(Beginning of Extracted entries)

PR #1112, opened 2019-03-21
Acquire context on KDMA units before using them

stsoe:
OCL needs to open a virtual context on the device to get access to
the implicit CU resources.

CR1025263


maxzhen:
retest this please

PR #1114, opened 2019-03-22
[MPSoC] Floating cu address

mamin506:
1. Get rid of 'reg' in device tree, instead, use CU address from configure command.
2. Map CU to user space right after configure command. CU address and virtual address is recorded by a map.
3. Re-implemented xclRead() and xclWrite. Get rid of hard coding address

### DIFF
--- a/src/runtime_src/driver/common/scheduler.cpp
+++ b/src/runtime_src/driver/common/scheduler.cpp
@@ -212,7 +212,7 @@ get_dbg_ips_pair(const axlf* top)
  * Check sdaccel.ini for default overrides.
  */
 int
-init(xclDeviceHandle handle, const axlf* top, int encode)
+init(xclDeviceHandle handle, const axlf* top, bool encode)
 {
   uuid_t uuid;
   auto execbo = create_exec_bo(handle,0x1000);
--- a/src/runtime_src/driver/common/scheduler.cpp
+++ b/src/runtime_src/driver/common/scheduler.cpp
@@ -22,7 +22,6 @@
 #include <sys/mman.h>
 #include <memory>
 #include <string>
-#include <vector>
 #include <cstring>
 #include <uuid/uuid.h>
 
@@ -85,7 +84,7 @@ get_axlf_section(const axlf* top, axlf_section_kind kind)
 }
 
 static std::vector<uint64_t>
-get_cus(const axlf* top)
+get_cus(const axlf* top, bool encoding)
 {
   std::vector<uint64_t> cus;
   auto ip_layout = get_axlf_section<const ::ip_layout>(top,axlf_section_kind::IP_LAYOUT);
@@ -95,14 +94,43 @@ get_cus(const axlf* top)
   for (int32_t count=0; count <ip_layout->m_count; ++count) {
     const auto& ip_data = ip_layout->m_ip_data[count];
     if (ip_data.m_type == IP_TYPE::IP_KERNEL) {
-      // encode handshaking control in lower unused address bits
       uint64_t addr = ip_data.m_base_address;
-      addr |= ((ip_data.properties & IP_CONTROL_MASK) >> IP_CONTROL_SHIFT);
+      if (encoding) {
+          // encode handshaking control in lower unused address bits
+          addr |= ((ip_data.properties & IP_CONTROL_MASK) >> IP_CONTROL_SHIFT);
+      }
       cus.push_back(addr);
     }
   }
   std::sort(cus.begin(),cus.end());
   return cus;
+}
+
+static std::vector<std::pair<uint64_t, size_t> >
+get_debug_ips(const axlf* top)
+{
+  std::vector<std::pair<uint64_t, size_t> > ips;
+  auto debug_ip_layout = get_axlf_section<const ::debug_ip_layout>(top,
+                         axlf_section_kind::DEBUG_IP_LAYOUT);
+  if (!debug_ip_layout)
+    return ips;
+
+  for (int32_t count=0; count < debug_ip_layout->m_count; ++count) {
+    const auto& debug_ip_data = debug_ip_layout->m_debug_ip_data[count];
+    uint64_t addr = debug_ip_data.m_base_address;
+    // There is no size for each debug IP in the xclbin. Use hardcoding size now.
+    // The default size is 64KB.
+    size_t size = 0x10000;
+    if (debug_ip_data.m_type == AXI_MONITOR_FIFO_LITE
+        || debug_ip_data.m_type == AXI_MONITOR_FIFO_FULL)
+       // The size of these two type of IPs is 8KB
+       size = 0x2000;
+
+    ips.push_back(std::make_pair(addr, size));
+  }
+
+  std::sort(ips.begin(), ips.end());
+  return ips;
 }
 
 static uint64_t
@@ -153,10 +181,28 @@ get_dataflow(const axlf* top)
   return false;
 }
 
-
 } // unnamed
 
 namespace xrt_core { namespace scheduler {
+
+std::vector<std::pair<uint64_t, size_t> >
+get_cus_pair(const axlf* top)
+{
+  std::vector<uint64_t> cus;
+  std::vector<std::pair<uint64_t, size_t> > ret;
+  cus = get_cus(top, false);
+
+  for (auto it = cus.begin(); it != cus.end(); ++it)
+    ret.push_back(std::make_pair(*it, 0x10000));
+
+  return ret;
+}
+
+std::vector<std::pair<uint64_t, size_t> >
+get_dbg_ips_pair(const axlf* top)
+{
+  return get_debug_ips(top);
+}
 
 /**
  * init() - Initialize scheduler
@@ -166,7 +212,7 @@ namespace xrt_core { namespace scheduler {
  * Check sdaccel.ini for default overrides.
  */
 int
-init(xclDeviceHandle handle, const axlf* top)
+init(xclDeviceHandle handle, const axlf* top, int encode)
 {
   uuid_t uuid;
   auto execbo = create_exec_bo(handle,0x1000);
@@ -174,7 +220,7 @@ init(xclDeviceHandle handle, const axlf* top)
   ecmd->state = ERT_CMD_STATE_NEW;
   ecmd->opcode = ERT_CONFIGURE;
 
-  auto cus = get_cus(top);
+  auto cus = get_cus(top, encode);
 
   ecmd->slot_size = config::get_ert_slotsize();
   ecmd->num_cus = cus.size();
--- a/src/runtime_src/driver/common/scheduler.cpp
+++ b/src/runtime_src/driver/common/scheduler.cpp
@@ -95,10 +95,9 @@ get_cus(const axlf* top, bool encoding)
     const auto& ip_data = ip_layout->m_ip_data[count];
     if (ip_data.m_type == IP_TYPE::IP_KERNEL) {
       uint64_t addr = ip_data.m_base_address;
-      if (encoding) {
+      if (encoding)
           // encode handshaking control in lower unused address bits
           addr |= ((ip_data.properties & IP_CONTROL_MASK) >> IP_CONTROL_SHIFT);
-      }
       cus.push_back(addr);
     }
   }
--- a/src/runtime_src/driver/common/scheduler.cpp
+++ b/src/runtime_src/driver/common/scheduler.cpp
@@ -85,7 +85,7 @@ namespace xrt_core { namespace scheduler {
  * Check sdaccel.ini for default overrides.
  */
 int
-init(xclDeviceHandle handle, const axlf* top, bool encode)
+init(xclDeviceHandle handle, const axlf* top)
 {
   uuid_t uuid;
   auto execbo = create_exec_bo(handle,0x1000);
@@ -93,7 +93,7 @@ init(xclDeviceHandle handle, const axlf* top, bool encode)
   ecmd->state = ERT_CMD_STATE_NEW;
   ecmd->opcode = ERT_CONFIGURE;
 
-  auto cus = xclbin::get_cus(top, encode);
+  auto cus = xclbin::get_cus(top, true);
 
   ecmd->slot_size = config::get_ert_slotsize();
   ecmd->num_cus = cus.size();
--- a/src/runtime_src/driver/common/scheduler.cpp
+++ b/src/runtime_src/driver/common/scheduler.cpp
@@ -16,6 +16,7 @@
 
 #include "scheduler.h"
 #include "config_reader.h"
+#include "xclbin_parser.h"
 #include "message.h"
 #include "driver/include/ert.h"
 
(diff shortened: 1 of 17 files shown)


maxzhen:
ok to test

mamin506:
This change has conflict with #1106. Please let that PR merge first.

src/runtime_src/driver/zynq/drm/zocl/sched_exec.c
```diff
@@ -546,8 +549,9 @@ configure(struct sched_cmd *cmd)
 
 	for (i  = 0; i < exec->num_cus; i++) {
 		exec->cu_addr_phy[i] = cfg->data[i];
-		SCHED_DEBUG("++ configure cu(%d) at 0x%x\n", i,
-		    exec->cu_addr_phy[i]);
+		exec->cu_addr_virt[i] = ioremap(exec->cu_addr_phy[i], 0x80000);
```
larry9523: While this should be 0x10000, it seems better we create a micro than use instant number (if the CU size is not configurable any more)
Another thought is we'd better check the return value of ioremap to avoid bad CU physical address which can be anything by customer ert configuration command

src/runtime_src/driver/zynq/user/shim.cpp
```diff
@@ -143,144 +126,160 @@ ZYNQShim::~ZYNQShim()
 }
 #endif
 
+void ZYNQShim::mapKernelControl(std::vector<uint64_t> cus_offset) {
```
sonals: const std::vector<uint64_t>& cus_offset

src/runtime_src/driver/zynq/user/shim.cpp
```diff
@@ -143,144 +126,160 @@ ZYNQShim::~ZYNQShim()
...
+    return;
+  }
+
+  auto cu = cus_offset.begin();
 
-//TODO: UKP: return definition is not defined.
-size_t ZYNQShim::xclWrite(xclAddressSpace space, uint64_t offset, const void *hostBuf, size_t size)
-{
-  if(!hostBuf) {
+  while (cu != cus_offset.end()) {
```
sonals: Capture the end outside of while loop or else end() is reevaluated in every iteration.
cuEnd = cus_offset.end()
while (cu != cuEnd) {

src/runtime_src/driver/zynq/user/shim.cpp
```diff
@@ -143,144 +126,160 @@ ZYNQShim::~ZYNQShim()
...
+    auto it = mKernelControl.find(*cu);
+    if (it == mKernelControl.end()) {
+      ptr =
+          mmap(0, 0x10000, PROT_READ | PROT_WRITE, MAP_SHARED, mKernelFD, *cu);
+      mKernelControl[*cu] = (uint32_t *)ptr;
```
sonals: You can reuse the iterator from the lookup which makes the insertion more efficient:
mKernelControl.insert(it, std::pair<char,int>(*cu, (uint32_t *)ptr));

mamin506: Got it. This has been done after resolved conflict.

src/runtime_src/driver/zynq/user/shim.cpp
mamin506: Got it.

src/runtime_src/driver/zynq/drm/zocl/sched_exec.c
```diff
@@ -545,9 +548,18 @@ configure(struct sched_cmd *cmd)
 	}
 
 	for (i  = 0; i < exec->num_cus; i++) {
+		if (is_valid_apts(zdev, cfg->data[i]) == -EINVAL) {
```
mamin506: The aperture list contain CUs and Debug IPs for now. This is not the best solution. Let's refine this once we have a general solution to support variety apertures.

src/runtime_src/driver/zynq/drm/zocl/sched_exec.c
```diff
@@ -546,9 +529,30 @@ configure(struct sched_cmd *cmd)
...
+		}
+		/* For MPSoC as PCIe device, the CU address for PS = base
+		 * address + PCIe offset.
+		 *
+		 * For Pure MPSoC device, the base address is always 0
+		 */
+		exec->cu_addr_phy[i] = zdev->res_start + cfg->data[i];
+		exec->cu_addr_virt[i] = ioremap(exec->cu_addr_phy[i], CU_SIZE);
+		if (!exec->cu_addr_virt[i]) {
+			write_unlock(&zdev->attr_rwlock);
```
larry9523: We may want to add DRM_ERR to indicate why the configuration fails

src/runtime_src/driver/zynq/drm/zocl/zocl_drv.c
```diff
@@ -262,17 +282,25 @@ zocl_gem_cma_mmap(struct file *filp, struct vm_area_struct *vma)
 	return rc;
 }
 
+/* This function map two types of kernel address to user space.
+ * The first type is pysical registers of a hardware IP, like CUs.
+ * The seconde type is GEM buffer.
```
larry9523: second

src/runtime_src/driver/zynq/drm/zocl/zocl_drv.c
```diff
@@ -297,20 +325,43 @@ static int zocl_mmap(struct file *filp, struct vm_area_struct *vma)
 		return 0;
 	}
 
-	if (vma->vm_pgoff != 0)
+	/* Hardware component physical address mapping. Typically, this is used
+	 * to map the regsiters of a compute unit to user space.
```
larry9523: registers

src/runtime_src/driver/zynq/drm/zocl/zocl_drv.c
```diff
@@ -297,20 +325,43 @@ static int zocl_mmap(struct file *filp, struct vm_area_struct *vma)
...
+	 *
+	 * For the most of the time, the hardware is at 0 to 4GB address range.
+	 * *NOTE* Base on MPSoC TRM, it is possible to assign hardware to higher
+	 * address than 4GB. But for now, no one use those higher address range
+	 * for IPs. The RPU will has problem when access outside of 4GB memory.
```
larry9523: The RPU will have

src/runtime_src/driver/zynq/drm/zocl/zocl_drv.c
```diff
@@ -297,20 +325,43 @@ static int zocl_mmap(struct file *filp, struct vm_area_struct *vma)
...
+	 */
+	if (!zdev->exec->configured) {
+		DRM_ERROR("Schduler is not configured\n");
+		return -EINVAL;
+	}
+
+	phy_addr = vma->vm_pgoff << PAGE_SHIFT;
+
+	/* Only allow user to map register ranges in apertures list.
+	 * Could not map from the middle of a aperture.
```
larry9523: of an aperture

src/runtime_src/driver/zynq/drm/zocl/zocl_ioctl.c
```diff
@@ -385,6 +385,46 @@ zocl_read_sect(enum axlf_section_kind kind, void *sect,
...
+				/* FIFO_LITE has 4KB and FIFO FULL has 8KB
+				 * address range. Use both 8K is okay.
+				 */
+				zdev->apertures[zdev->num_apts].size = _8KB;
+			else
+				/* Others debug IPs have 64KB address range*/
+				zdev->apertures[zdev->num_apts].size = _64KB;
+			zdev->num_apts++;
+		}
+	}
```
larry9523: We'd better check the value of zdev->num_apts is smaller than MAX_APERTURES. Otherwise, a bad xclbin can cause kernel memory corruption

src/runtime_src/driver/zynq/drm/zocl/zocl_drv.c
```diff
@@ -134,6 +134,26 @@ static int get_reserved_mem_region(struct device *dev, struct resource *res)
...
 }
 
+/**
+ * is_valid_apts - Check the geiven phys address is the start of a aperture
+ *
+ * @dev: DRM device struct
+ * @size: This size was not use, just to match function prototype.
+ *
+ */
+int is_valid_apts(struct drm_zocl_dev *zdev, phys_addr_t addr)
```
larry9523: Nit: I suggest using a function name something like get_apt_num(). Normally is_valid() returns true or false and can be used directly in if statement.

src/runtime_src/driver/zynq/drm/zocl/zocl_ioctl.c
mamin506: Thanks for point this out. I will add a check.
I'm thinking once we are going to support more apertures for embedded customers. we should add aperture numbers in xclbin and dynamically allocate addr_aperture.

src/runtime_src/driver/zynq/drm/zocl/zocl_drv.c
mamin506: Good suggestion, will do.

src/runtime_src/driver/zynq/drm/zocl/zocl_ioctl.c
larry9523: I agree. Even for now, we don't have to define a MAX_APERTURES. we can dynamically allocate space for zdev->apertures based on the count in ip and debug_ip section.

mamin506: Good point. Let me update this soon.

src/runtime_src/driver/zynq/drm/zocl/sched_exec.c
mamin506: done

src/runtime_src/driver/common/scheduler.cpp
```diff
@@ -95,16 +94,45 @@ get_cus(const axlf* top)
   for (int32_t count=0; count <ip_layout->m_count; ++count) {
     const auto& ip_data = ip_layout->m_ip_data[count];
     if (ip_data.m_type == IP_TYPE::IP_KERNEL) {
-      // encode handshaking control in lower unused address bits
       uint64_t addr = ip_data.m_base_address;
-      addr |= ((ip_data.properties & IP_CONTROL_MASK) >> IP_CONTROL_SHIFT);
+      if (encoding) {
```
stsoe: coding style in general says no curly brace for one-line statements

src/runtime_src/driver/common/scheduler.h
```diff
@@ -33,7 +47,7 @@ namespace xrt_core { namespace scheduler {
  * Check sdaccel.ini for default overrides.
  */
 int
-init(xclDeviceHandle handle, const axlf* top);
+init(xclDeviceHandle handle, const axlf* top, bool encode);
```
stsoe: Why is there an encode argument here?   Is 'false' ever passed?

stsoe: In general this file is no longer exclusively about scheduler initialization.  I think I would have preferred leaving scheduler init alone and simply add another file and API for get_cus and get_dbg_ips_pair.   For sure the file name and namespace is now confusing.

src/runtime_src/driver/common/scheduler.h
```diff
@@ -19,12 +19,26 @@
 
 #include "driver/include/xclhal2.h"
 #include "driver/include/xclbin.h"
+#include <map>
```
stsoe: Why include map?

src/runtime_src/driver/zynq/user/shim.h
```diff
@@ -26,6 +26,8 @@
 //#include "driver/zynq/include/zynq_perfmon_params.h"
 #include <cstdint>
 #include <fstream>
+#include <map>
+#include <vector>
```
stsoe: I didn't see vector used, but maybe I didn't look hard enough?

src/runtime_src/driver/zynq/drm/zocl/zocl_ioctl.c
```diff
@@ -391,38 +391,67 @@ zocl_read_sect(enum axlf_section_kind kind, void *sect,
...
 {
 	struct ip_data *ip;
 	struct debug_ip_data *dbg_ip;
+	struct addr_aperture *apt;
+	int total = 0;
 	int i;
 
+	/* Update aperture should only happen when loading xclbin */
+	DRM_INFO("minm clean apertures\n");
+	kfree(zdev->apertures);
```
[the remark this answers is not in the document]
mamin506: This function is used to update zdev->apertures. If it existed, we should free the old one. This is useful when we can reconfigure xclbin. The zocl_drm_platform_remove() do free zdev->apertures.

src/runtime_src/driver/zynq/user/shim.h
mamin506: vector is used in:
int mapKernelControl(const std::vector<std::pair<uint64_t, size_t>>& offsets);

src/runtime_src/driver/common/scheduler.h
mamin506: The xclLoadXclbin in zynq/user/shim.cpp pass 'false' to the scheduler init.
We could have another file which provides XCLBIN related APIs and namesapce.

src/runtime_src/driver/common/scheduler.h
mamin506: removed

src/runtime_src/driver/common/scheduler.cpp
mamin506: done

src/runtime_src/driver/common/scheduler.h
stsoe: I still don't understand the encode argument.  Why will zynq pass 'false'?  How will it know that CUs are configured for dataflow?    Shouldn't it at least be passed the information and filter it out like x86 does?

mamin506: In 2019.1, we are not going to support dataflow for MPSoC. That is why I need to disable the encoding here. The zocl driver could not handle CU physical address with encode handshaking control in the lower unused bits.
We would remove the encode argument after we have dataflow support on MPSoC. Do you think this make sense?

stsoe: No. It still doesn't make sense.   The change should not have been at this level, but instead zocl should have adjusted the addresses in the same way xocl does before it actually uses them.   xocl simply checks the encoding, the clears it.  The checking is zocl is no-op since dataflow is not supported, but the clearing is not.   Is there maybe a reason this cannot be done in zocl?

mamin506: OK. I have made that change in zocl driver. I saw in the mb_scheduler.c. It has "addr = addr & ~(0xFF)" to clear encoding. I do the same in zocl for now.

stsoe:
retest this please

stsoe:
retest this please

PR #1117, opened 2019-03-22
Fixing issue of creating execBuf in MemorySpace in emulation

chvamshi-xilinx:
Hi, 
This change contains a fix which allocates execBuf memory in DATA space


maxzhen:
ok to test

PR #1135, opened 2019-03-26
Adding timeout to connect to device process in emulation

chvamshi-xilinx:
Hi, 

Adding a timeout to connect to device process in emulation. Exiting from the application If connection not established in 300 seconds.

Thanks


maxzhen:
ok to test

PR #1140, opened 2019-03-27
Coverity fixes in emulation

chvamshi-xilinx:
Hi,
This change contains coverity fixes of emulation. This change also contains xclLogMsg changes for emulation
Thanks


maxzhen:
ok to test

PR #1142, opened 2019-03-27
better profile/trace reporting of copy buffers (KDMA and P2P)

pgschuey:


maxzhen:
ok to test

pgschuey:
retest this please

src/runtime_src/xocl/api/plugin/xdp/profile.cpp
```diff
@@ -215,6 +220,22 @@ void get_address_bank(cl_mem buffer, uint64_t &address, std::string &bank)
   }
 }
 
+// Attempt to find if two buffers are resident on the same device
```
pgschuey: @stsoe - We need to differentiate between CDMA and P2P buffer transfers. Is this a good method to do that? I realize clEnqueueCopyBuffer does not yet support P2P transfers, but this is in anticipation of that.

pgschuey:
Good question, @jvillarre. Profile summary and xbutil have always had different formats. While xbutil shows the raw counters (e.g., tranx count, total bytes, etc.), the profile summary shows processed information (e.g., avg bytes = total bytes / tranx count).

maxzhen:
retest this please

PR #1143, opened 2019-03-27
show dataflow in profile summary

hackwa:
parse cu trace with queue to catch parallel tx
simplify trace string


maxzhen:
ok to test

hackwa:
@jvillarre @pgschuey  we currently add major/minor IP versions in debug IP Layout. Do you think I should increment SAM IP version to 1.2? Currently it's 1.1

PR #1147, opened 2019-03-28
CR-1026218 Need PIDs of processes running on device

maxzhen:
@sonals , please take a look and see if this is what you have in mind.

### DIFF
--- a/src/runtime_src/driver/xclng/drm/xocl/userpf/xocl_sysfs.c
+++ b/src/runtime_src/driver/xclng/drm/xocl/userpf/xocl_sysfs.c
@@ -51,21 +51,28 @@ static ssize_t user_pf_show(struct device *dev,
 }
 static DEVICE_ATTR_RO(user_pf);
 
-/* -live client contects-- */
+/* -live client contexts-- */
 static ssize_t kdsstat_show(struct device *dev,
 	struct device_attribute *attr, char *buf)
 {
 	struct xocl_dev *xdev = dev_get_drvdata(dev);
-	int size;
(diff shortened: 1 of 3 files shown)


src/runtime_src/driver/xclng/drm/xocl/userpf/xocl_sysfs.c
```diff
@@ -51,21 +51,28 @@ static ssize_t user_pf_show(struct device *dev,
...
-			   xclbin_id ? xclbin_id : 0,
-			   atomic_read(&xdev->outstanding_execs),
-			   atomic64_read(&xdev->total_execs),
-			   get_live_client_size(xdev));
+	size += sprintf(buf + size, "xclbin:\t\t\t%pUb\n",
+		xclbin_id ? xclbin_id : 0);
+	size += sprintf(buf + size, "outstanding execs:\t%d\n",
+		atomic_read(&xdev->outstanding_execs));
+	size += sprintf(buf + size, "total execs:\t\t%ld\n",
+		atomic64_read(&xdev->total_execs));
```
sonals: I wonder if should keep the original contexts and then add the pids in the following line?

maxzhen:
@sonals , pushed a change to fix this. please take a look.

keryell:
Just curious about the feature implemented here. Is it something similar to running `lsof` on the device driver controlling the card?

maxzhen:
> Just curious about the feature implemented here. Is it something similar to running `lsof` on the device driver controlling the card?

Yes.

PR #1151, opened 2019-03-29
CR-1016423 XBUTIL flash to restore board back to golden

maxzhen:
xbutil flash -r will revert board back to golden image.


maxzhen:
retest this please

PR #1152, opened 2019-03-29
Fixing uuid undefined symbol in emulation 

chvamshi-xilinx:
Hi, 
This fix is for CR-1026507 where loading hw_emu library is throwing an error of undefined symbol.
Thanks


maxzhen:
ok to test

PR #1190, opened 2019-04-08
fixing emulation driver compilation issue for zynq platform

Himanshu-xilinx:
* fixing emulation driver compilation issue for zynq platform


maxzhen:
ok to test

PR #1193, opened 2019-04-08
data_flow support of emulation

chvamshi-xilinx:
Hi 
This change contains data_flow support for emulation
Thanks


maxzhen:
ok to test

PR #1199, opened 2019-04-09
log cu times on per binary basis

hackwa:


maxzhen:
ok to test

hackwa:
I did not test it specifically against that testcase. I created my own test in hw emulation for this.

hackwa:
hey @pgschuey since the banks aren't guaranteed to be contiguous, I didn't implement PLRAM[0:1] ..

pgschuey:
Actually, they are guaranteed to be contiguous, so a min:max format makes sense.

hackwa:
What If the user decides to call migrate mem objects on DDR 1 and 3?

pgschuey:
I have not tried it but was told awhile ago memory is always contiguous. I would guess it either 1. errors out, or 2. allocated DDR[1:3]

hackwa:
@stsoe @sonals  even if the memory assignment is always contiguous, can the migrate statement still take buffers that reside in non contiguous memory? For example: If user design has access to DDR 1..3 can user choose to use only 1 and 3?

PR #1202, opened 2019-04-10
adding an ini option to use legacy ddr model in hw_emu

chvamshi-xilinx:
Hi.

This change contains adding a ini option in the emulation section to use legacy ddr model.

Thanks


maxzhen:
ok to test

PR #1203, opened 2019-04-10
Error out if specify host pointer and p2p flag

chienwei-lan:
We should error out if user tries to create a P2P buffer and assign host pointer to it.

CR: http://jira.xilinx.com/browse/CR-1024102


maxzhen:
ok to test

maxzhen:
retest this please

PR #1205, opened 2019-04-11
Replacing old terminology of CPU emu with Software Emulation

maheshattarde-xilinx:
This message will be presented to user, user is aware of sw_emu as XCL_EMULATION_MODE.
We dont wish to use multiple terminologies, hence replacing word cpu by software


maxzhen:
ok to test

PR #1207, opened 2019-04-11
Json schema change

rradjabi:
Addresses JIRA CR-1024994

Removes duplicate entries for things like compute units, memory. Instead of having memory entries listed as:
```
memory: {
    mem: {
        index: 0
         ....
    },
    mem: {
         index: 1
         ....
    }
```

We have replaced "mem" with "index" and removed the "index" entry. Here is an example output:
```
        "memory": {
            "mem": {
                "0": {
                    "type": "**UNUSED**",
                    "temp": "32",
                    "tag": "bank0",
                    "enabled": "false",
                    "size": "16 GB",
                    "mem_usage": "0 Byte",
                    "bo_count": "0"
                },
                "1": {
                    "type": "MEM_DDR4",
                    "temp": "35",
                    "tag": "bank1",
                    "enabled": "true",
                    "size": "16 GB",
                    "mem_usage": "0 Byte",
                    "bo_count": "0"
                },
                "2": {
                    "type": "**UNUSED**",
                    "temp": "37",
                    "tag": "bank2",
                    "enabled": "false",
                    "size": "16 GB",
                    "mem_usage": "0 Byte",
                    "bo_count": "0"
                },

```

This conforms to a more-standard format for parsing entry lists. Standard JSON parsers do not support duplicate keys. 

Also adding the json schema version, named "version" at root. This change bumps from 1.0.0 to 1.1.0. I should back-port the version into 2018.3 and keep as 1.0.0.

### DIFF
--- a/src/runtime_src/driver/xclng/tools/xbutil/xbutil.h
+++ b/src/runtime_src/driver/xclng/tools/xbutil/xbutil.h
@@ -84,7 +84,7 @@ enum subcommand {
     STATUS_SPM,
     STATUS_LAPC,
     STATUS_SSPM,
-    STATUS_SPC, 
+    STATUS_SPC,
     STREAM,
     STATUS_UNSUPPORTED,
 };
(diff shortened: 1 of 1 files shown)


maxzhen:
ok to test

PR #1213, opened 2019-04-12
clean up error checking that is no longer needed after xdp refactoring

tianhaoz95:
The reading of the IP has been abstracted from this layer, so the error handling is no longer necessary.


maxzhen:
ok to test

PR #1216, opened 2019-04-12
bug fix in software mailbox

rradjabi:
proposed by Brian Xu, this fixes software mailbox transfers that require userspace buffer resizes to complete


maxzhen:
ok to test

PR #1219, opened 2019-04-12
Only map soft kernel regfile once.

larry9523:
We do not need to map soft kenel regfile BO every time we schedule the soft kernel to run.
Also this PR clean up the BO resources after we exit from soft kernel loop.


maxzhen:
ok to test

(End of Extracted entries)

» **How to complete this task**: Look over the entries for "pointer", then copy every line that includes that string.

» **Written answer**:
Error out if specify host pointer and p2p flag
We should error out if user tries to create a P2P buffer and assign host pointer to it.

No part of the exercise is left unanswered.